Golestan University of Medical Sciences
- Motto in English: With participation, empathy, and collective wisdom, we strive for the health of our beloved Iran.
- Type: public
- Chancellor: Dr Mohsen Ebrahimi
- Academic staff: 370
- Students: 3748
- Location: Gorgan, Golestan, Iran
- Campus: Urban;
- Language: Persian, English
- Website: goums.ac.ir

= Golestan University of Medical Sciences =

Golestan University of Medical Sciences (GOUMS) (دانشگاه علوم پزشکی و خدمات بهداشتی درمانی گلستان) is located in Gorgan, northeastern Iran, south of the Caspian Sea. The university was first established in 1967 and consists of seven major faculties: Medicine, Dentistry, Public Health, New Technologies in Medical Sciences, Paramedicine, Nursing and Midwifery, and the Center for Medical Education Studies and Development.

The International Campus Branch of Golestan University of Medical Sciences began its educational activities in August 2013 and accepts Iranian and non-Iranian students.

This university has 7 vice-chancellors including development and management, education, student culture, treatment, health, food and medicine, and vice-chancellor for research and technology, and 55 educational groups.

This university has 22 research centers including gastroenterology and liver, infectious diseases, health management and social development, nursing research center, dentistry, clinical research development of Sayyad Shirazi Hospital, congenital anomalies, support for clinical research development of 5 Azar, stem cells, environmental health, rheumatology, cancer research, ischemic, metabolic, psychiatry, children, health of food and pharmaceutical products and supplements, cellular and molecular, neuroscience, laboratory sciences, reproductive health and counseling in midwifery, student research committee, as well as 2 research centers entitled biomedicine and clinical sciences of Jorjani.

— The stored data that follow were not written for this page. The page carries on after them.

PR #1291, opened 2024-04-30
Bug/formatting

cchafe:
scope out what's going on with clang-format versions


cchafe:
works as it should, test completed

PR #1293, opened 2024-05-03
Few more tweaks for plc meld

mikedickey:
Moved floatBufToXfrBuffer() into processPacket(). I think ZERO_OUTPUT is the only block in pullPacket() that doesn't already call this, and seems like just zeroing the buffer is correct for that case.

Fixing some compiler warnings about unused variables

Fixing qt moc warning about Regulator.h not being a Qt class

Changelog updates for 2.3.0-beta1 release


cchafe (approved):
Good stuff.

cchafe:
thanks -- tested it across a wide range -- FPP 32 - 512

PR #1294, opened 2024-05-04
Updates for PLC variable headroom calculations

mikedickey:
The previous approach for calculating auto headroom was overly aggressive at increasing it, in particular counting instances where the packets never arrived and therefore couldn't be saved by a larger headroom value.

This approach only increases headroom when there were actual instances of packets skipped that would have not been skipped if the headroom was 1ms larger.

Allow headroom to grow up to value of long term max versus arbitrary 5ms max.

Updated push lastMin and lastMax and dsp elapsed stats to track values over an entire time interval rather than just the most recent window observed. This provides a more accurate picture for testing and comparing different approaches.

Don't advance mLastSeqNumOut unless we actual use it; otherwise, it could throw other things off.

Fixed bug in Stats where the first measurement of a window was always ignored.

meson use -DQT_NO_DEBUG for non-debug builds (includes release buildtype)

Move once per second stats into Regulator

Fix some of the cout formatting in Regulator

Changelog tweaks

### DIFF
--- a/docs/changelog.yml
+++ b/docs/changelog.yml
@@ -5,10 +5,10 @@
   - (updated) Improved PLC performance and quality
   - (updated) Improved auto latency adjustments for PLC
   - (updated) Removed worker thread for PLC buffer strategies
-  - (updated) VS Mode help links go to support.jacktrip.com
-  - (updated) VS Mode manage button goes to new studio dashboard
+  - (updated) VS Mode help links now go to support.jacktrip.com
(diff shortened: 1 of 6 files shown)


mikedickey:
Note this also preserves arrival time of packets in `mIncomingTiming[]` so that it's easy to adjust and compare things later

cchafe:
merging!

cchafe (approved):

Golestan University of Medical Sciences has 19 teaching hospitals including 5 Azar Hospital of Gorgan, Taleghani Hospital of Gorgan, Sayyad Shirazi Hospital of Gorgan, Deziani Specialized and Super-Specialized Clinic of Gorgan, Shohada Bandargaz Hospital, Imam Khomeini Hospital of Bandarturkman, Amiralmomenin Hospital of Kordkoy, Imam Reza Khan Hospital of Babbin, Alavi Maraveh Tappe Hospital, Prophet Azam Gonbad Hospital, Al Jalil Hospital of Aq Qala, Shahid Motahari Gonbad Hospital, Baqiyatullah Al Azam Hospital, Taleghani Gonbad Hospital, Shohada Gonbad Hospital, Hazrat Masoumeh Azadshahr Hospital, Fatemeh Zahra Mitodasht Hospital, Hazrat Rasool Akram Kalaleh Hospital, and affiliated Iranian and Complementary Medicine Health Centers.

The university has 14 health centers in different cities of the province including Ramian Health Center, Gomishan, Bandargaz, Gorgan, Gonbadkavous, Galikesh, Minudasht, Kalaleh, Bandarturkman, Kordkoy, Azadshahr, Ali Abad, Maraveh Tappe and Aq Qala.

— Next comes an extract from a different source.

PR #1296, opened 2024-05-07
Conditionally use a PLC worker thread when predictions take too long

mikedickey:
Using peerFPP for PLC predictions has many advantages, but one disadvantage can come into play if peerFPP is much larger than localFPP. The time it takes to run a prediction for PLC is proporational to the size of FPP, and if it ends up taking longer than the local audio callback interval, it will cause xruns.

Golestan University of Medical Sciences has 6 journals, 2 of which are indexed in Scopus.

Jorjani Biomedicine Journal – Medical Laboratory Journal – Journal of Clinical and Basic Research – Journal of Research Development in Nursing & Midwifery(Scopus) – International Journal of healthcare and Management and Development – Journal of Gorgan University of medical Science (Scopus)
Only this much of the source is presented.